New loans declined in the first half by 34 per cent from a year earlier to £15.5 billion (S$27.30 billion), according to a report from The Business School in the City of London. More than a fifth of lenders surveyed said they made no new commercial property loans in the period.
The coronavirus has plunged the UK into a painful recession. Government lockdown measures to slow the outbreak have forced many businesses – especially restaurants, bars and retailers – to close, crippling their ability to pay rent and threatening property prices. That’s raising the prospect of more loan defaults as the value of commercial properties decrease, leaving borrowers in violation of the terms of their loans.

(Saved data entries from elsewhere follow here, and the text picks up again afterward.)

PR #13707, opened 2025-04-24
Symlink support on new watcher

nachocodoner:
Continues: https://github.com/meteor/meteor/pull/13699

This PR addresses part of the feedback from @zodern in the previous PR. It improves support for symbolic links by detecting symlinks and all traversed files, using a polling strategy to reliably watch for changes. I also enabled support for direct packages linked with npm link in the project's node_modules. I tested these and they work well.

Polling is used because native recursive watching isn't supported consistently across all OS when using symlinks, so polling is applied in these cases. Tools like [chokidar ](https://github.com/paulmillr/chokidar) could handle this more smartly, but for now this approach works well enough.

I considered enabling native watching and polling for all project files simultanously, not just symlinks. However, polling puts significant load on the CPU and impacts performance. So for now, polling remains opt-in via an environment variable (`METEOR_WATCH_FORCE_POLLING` and `METEOR_WATCH_POLLING_INTERVAL_MS`).

Most modern bundlers rely on native watchers, and for edge cases like working with volumes or network files, you can opt into polling. See [Vite](https://v2.vitejs.dev/config/#server-watch) and [rspack](https://rspack.dev/config/watch#watchoptionspoll) as examples. This favors performance in common scenarios while keeping compatibility available when needed.

Since Meteor 3.4 will favor using a modern bundler for app and node_modules code, it makes sense to align with how they handle things. As app code will be managed by the bundler, its options will become the new configuration standard for modern Meteor apps, including watching. Using `@parcel/watcher` still makes sense on Meteor core, as it improves file change detection for atmosphere packages code and intermediate outputs from the modern bundler.

---

We'll mention in Meteor 3.3 that this could be a breaking change in cases like using WSL2 from host machine, working with volumes, or over network setups, where polling needs to be enabled manually. I'll test some of these cases too. It’s also a chance to collect feedback, but since performance is the priority, and this aligns with other modern tools, this seems like the right path.

### DIFF
--- a/tools/fs/safe-watcher.ts
+++ b/tools/fs/safe-watcher.ts
@@ -153,24 +153,25 @@ function shouldIgnorePath(absPath: string): boolean {
   }
 
   // For project node_modules: check if it's a direct node_modules/<package>
-  if (isWithinCwd && absPath.includes(`${cwd}/node_modules`)) {
-    // Check if it's a direct node_modules/<package> path
-    const relPath = absPath.substring(cwd.length + 1); // +1 for the slash
-    const relParts = relPath.split('/');
-    if (relParts.length >= 2 && relParts[0] === 'node_modules') {
-      // If it's a direct node_modules/<package>, check if it's a symlink
-      // We'll return false here (don't ignore) so that the code can later decide to use polling
-      // based on isSymbolicLink check in the watch function
-      if (relParts.length === 2 && isSymbolicLink(absPath)) {
-        return false;
+  if (isWithinCwd) {
+    if (absPath.includes(`${cwd}/node_modules`)) {
+      // Check if it's a direct node_modules/<package> path
+      const relPath = absPath.substring(cwd.length + 1); // +1 for the slash
+      const relParts = relPath.split('/');
+      if (relParts.length >= 2 && relParts[0] === 'node_modules') {
+        // If it's a direct node_modules/<package>, check if it's a symlink
+        // We'll return false here (don't ignore) so that the code can later decide to use polling
+        // based on isSymbolicLink check in the watch function
+        if (relParts.length === 2 && isSymbolicLink(absPath)) {
+          return false;
+        }
+        // Check if it's within a symlink root to not ignore
+        if (isWithinSymlinkRoot(absPath)) {
+          return false;
+        }
       }
-      // Check if it's within a symlink root to not ignore
-      if (isWithinSymlinkRoot(absPath)) {
-        return false;
-      }
-      return true;
     }
-    return true;
+    return false;
   }
 
   // For external node_modules: check if it's a direct node_modules/<package>
--- a/tools/fs/safe-watcher.ts
+++ b/tools/fs/safe-watcher.ts
@@ -170,8 +170,10 @@ function shouldIgnorePath(absPath: string): boolean {
           return false;
         }
       }
+      return true;
+    } else {
+      return false;
     }
-    return false;
   }
 
   // For external node_modules: check if it's a direct node_modules/<package>
--- a/tools/fs/safe-watcher.ts
+++ b/tools/fs/safe-watcher.ts
@@ -2,7 +2,7 @@ import { Stats } from 'fs';
 import ParcelWatcher from "@parcel/watcher";
 
 import { Profile } from "../tool-env/profile";
-import { statOrNull, toPosixPath, convertToOSPath, pathRelative, watchFile, unwatchFile, pathResolve, pathDirname } from "./files";
+import { statOrNull, lstat, toPosixPath, convertToOSPath, pathRelative, watchFile, unwatchFile, pathResolve, pathDirname, realpathOrNull, readdir, pathJoin } from "./files";
 
 // Register process exit handlers to ensure subscriptions are properly cleaned up
 const registerExitHandlers = () => {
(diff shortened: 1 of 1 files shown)


tools/fs/safe-watcher.ts
```diff
@@ -155,6 +185,51 @@ function shouldIgnorePath(absPath: string): boolean {
...
+ * Check if a path is a symbolic link.
+ * 
+ * Symbolic links are not supported natively in some operating systems,
+ * so we need to use polling for them to ensure they are properly watched.
+ * This function is used to determine if a path is a symbolic link,
+ * so we can use polling instead of native watching for it.
+ * 
+ * If a path is a symbolic link, its root is added to the symlinkRoots set.
+ */
+function isSymbolicLink(absPath: string, addToRoots = true): boolean {
```
zodern, line 206: This seems to work when watching something that is a symbolic link. It's possible though that the path being watched isn't a symbolic link, but is inside of one. For example:

- app
   - a (symbolic link to ../shared)
      - b

B is not a symbolic link so `isSymbolicLink` would return false, but since it is inside of one (it's actual path is ../../shared/b) changes will not be detected by the recursive watcher on `app`. This is handled by `isWithinSymlinkRoot`, but only if the watcher also watches `a`, and starts watching `a` before `b`.

tools/fs/safe-watcher.ts
```diff
@@ -141,12 +152,31 @@ function shouldIgnorePath(absPath: string): boolean {
...
+      return true;
+    } else {
+      return false;
+    }
   }
 
-  // For external node_modules: ignore contents
+  // For external node_modules: check if it's a direct node_modules/<package>
   const nmIndex = parts.indexOf("node_modules");
   if (nmIndex !== -1) {
```
zodern, line 183: Will this prevent rebuilding when a local npm package used by a local meteor package changes?

tools/fs/safe-watcher.ts
nachocodoner: Completely 🤔

Good catch, I should find a fix for it.

tools/fs/safe-watcher.ts
nachocodoner: Likely yes. If I remember right, npm dependencies from Meteor packages are always within a .npm context, but still inside a node_modules folder, right? I should check for that .npm context here. Thanks!

zodern: That would be great! It's already very buggy when trying to develop a local npm package and meteor package together, and it would be nice if it doesn't get any worse.

tools/fs/safe-watcher.ts
nachocodoner: I pushed the change. If a new symbolic link root is found, I’ll rewatch any previously watched entries within the symlink folder context and use polling for reliable watching.

This avoids impacting performance further, as rewatching only happens when a symbolic link is encountered in the project, which won't happen in most of the scenarios.

I tested this by altering the code and switching absPath between an example symlinked folder and a file inside it during the watch function. Usually, glob watches the folder first, I think, so `isWithinSymlinkRoot` should work major of times. Either way, it works fine now if the content is watched first.

tools/fs/safe-watcher.ts
nachocodoner: Pushed the fix. Tested with packages both inside and outside the project, ~works well reacting.~ It always works when updating files in the local package, but not when modifying npm dependencies directly within .npm (it doesn't trigger the refresh client/server, but the @parcel/watch events are fired). Changes in .npm refresh only after the first refresh following a package file update. Debugging to undestand why.

Besides, I found an infinite loop that sometimes happens when adding a new npm dependency in `Npm.depends` to a package. Not sure how to fix it. Any idea? Could it be from something in your earlier implementation?

nachocodoner: **Recap issues:**

- .npm change issue:
    - Changes in .npm trigger @parcel/watch events but don’t refresh client/server unless a local package file is updated.
    - **Also happens in current Meteor implementation.** Likely due to a default exclusion of ./hidden folders (see [code](https://github.com/meteor/meteor/blob/48f365577743826fb532ae93e64c739754acf668/tools/isobuild/package-source.js#L1184)). Oddly, after one refresh, starts working. I’ll look into this to avoid skipping hidden folders like .npm.


- Infinite loop issue:
    - Adding a dependency via Npm.depends may cause an infinite loop.
    - Happens only in the new implementation. In current version, I saw multiple refreshes but no loop.

nachocodoner: Local packages in `./packages/<dep>` in your app folder behave differently between a local checkout and a published Meteor version. With both the new and old watcher, changes to `.npm/package/node_module` dependencies don’t trigger refreshes in the local checkout version. Published versions do refresh. So the first issue isn’t a regression.

The infinite loop issue still happens sometimes.

nachocodoner: The new watcher module seems to behave similarly to the previous implementation. I’ve noticed what you likely referred to as buggy when developing with local npm and Meteor packages together (via `.npm/package/node_modules`), sometimes it reacts or refresh, sometimes it doesn’t, depending on using checkout or published versions. I’ve seen this in both the new watcher using `@parcel/watcher` and the previous approach. Maybe the new version works more often.

During this exploration, I also got a better understanding of other parts of the bundler, which is great. But specifically for the watcher, and after reviewing the previous implementation, I’m planning to bring it back for a legacy configuration (`legacy-safe-watcher.ts` enabled by `METEOR_WATCHER_LEGACY=1`).
**By default, it will use the @parcel/watcher**, but through an env flag, it can switch to the legacy approach.

I feel confident doing this, at least for now, since if issues arise in the official Meteor 3.3, users will be able to fall back to a known working version. It also helps cover the scenarios you mentioned that the old watcher could handle better while we have time to test it deeply using the newer. Plus, it will be easier to compare issues in both implementations, as the switch is just an env change. I think this setup will help during the transition period until we gather enough feedback on the new approach.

“The short-term effects of the coronavirus pandemic have only just become visible, but the long-term effects will impact lending and banking into next year and beyond,” Nicole Lux, senior research fellow at The Business School and author of the report, said in a statement.
So far, many lenders have extended loans or provided short-term refinancing to struggling borrowers, according to the report. That could change in the fourth quarter, when enforcement actions could begin for some property types such as retail, shopping centers and hotels.
The amount lenders were prepared to offer against the best retail outlets averaged just over half of the value of the properties, the lowest level ever recorded by the research. Only 27 of the 76 lenders surveyed would offer a price for such loans.
The survey sample included banks, building societies, insurers and other lenders.